Copy every record below exactly as it stands.

____________________

PR #676, opened 2023-06-08
Move the json check to RPC executor

cindyyan317:


src/webserver/details/HttpBase.h
```diff
@@ -207,21 +207,10 @@ class HttpBase : public ConnectionBase
...
-            return sender_(httpResponse(
-                http::status::ok,
-                "application/json",
-                boost::json::serialize(RPC::makeError(RPC::RippledError::rpcBAD_SYNTAX))));
-        }
-        try
-        {
-            (*handler_)(std::move(request), derived().shared_from_this());
+            std::string reqStr = req_.body();
+            (*handler_)(std::move(reqStr), derived().shared_from_this());
```
godexsoft: Looks like we are attempting to move the request string here but the receiving end is now `const&`. I think we can actually do the move as `reqStr` is not used anymore in this scope. Consider updating either here or in the executor 👍

src/webserver/details/WsBase.h
```diff
@@ -221,12 +221,19 @@ class WsSession : public ConnectionBase, public std::enable_shared_from_this<WsS
...
-        auto sendError = [this](auto error, boost::json::value const& request) {
+        auto sendError = [this](auto error, std::string const& requestStr) {
             auto e = RPC::makeError(error);
-
-            if (request.is_object() && request.as_object().contains("id"))
-                e["id"] = request.as_object().at("id");
-            e["request"] = request;
+            try
+            {
+                auto request = boost::json::parse(requestStr);
```
godexsoft, line 228: I thought we are trying to move all json work out of here? Maybe we can introduce something on the handler object that will do this, possibly without actually sending but just computing the response instead, leaving the sending part for WsSession. Wdyt?

src/webserver/details/WsBase.h
```diff
@@ -221,12 +221,19 @@ class WsSession : public ConnectionBase, public std::enable_shared_from_this<WsS
...
+                if (request.is_object() && request.as_object().contains("id"))
+                    e["id"] = request.as_object().at("id");
+                e["request"] = std::move(request);
+            }
+            catch (std::exception&)
+            {
+                e["request"] = std::move(requestStr);
```
godexsoft, line 235: Trying to move a const ref here

src/webserver/interface/Concepts.h
```diff
@@ -33,9 +32,9 @@ namespace Server {
  */
 // clang-format off
 template <typename T>
-concept ServerHandler = requires(T handler, boost::json::object&& req, std::shared_ptr<ConnectionBase> const& ws, boost::beast::error_code ec) {
+concept ServerHandler = requires(T handler, std::string const& req, std::shared_ptr<ConnectionBase> const& ws, boost::beast::error_code ec) {
```
godexsoft, line 35: I think you don't need to specify `const&` or anything like that here, imagine that this is a variable of some type (e.g. `string` or `shared_ptr`), it will already bind just fine to the actual `const&` we have in the implementation.

unittests/webserver/RPCExecutorTest.cpp
```diff
@@ -673,3 +651,24 @@ TEST_F(WebRPCExecutorTest, HTTPTooBusy)
     (*rpcExecutor2)(std::move(request), session);
     EXPECT_EQ(boost::json::parse(session->message), boost::json::parse(response));
 }
+
+TEST_F(WebRPCExecutorTest, HTTPRequestNotJson)
+{
+    static auto constexpr request = "not json";
+    static auto constexpr response =
+        R"({"error":"badSyntax","error_code":1,"error_message":"Syntax error.","status":"error","type":"response"})";
```
godexsoft: Formatting please 🚀

unittests/webserver/RPCExecutorTest.cpp
```diff
@@ -673,3 +651,24 @@ TEST_F(WebRPCExecutorTest, HTTPTooBusy)
...
+    (*rpcExecutor)(std::move(request), session);
+    EXPECT_EQ(boost::json::parse(session->message), boost::json::parse(response));
+}
+
+TEST_F(WebRPCExecutorTest, WsRequestNotJson)
+{
+    session->upgraded = true;
+    static auto constexpr request = "not json";
+    static auto constexpr response =
+        R"({"error":"badSyntax","error_code":1,"error_message":"Syntax error.","status":"error","type":"response"})";
```
godexsoft: And here 🥇

unittests/webserver/ServerTest.cpp
```diff
@@ -207,73 +207,40 @@ TEST_F(WebServerTest, Ws)
...
+    auto e = std::make_shared<ExceptionExecutor>();
     auto const server = Server::make_HttpServer(cfg, ctx, std::nullopt, dosGuard, e);
-    wsClient.connect("localhost", "8888");
-    auto const res = wsClient.syncPost(R"({)");
-    wsClient.disconnect();
+    auto const res = HttpSyncClient::syncPost("localhost", "8888", R"({})");
     EXPECT_EQ(
         res,
-        R"({"error":"badSyntax","error_code":1,"error_message":"Syntax error.","status":"error","type":"response","request":["{"]})");
+        R"({"error":"internal","error_code":73,"error_message":"Internal error.","status":"error","type":"response"})");
```
godexsoft, line 217: As well as here and below please 🙏

godexsoft (changes requested):
Some move vs const ref business needs fixing ⭐

src/webserver/details/WsBase.h
cindyyan317: server still need to send the error when dosguard overload or error happens, for web socket, it needs to attach the id.

src/webserver/details/HttpBase.h
cindyyan317: Good catch . the last minute i changed the && to const&. missed this change, oops

godexsoft (approved):
Looks alright 👍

____________________

• ANSWER SECTION:
PR #676, opened 2023-06-08
Move the json check to RPC executor

cindyyan317:


src/webserver/details/HttpBase.h
```diff
@@ -207,21 +207,10 @@ class HttpBase : public ConnectionBase
...
-            return sender_(httpResponse(
-                http::status::ok,
-                "application/json",
-                boost::json::serialize(RPC::makeError(RPC::RippledError::rpcBAD_SYNTAX))));
-        }
-        try
-        {
-            (*handler_)(std::move(request), derived().shared_from_this());
+            std::string reqStr = req_.body();
+            (*handler_)(std::move(reqStr), derived().shared_from_this());
```
godexsoft: Looks like we are attempting to move the request string here but the receiving end is now `const&`. I think we can actually do the move as `reqStr` is not used anymore in this scope. Consider updating either here or in the executor 👍

src/webserver/details/WsBase.h
```diff
@@ -221,12 +221,19 @@ class WsSession : public ConnectionBase, public std::enable_shared_from_this<WsS
...
-        auto sendError = [this](auto error, boost::json::value const& request) {
+        auto sendError = [this](auto error, std::string const& requestStr) {
             auto e = RPC::makeError(error);
-
-            if (request.is_object() && request.as_object().contains("id"))
-                e["id"] = request.as_object().at("id");
-            e["request"] = request;
+            try
+            {
+                auto request = boost::json::parse(requestStr);
```
godexsoft, line 228: I thought we are trying to move all json work out of here? Maybe we can introduce something on the handler object that will do this, possibly without actually sending but just computing the response instead, leaving the sending part for WsSession. Wdyt?

src/webserver/details/WsBase.h
```diff
@@ -221,12 +221,19 @@ class WsSession : public ConnectionBase, public std::enable_shared_from_this<WsS
...
+                if (request.is_object() && request.as_object().contains("id"))
+                    e["id"] = request.as_object().at("id");
+                e["request"] = std::move(request);
+            }
+            catch (std::exception&)
+            {
+                e["request"] = std::move(requestStr);
```
godexsoft, line 235: Trying to move a const ref here

src/webserver/interface/Concepts.h
```diff
@@ -33,9 +32,9 @@ namespace Server {
  */
 // clang-format off
 template <typename T>
-concept ServerHandler = requires(T handler, boost::json::object&& req, std::shared_ptr<ConnectionBase> const& ws, boost::beast::error_code ec) {
+concept ServerHandler = requires(T handler, std::string const& req, std::shared_ptr<ConnectionBase> const& ws, boost::beast::error_code ec) {
```
godexsoft, line 35: I think you don't need to specify `const&` or anything like that here, imagine that this is a variable of some type (e.g. `string` or `shared_ptr`), it will already bind just fine to the actual `const&` we have in the implementation.

unittests/webserver/RPCExecutorTest.cpp
```diff
@@ -673,3 +651,24 @@ TEST_F(WebRPCExecutorTest, HTTPTooBusy)
     (*rpcExecutor2)(std::move(request), session);
     EXPECT_EQ(boost::json::parse(session->message), boost::json::parse(response));
 }
+
+TEST_F(WebRPCExecutorTest, HTTPRequestNotJson)
+{
+    static auto constexpr request = "not json";
+    static auto constexpr response =
+        R"({"error":"badSyntax","error_code":1,"error_message":"Syntax error.","status":"error","type":"response"})";
```
godexsoft: Formatting please 🚀

unittests/webserver/RPCExecutorTest.cpp
```diff
@@ -673,3 +651,24 @@ TEST_F(WebRPCExecutorTest, HTTPTooBusy)
...
+    (*rpcExecutor)(std::move(request), session);
+    EXPECT_EQ(boost::json::parse(session->message), boost::json::parse(response));
+}
+
+TEST_F(WebRPCExecutorTest, WsRequestNotJson)
+{
+    session->upgraded = true;
+    static auto constexpr request = "not json";
+    static auto constexpr response =
+        R"({"error":"badSyntax","error_code":1,"error_message":"Syntax error.","status":"error","type":"response"})";
```
godexsoft: And here 🥇

unittests/webserver/ServerTest.cpp
```diff
@@ -207,73 +207,40 @@ TEST_F(WebServerTest, Ws)
...
+    auto e = std::make_shared<ExceptionExecutor>();
     auto const server = Server::make_HttpServer(cfg, ctx, std::nullopt, dosGuard, e);
-    wsClient.connect("localhost", "8888");
-    auto const res = wsClient.syncPost(R"({)");
-    wsClient.disconnect();
+    auto const res = HttpSyncClient::syncPost("localhost", "8888", R"({})");
     EXPECT_EQ(
         res,
-        R"({"error":"badSyntax","error_code":1,"error_message":"Syntax error.","status":"error","type":"response","request":["{"]})");
+        R"({"error":"internal","error_code":73,"error_message":"Internal error.","status":"error","type":"response"})");
```
godexsoft, line 217: As well as here and below please 🙏

godexsoft (changes requested):
Some move vs const ref business needs fixing ⭐

src/webserver/details/WsBase.h
cindyyan317: server still need to send the error when dosguard overload or error happens, for web socket, it needs to attach the id.

src/webserver/details/HttpBase.h
cindyyan317: Good catch . the last minute i changed the && to const&. missed this change, oops

godexsoft (approved):
Looks alright 👍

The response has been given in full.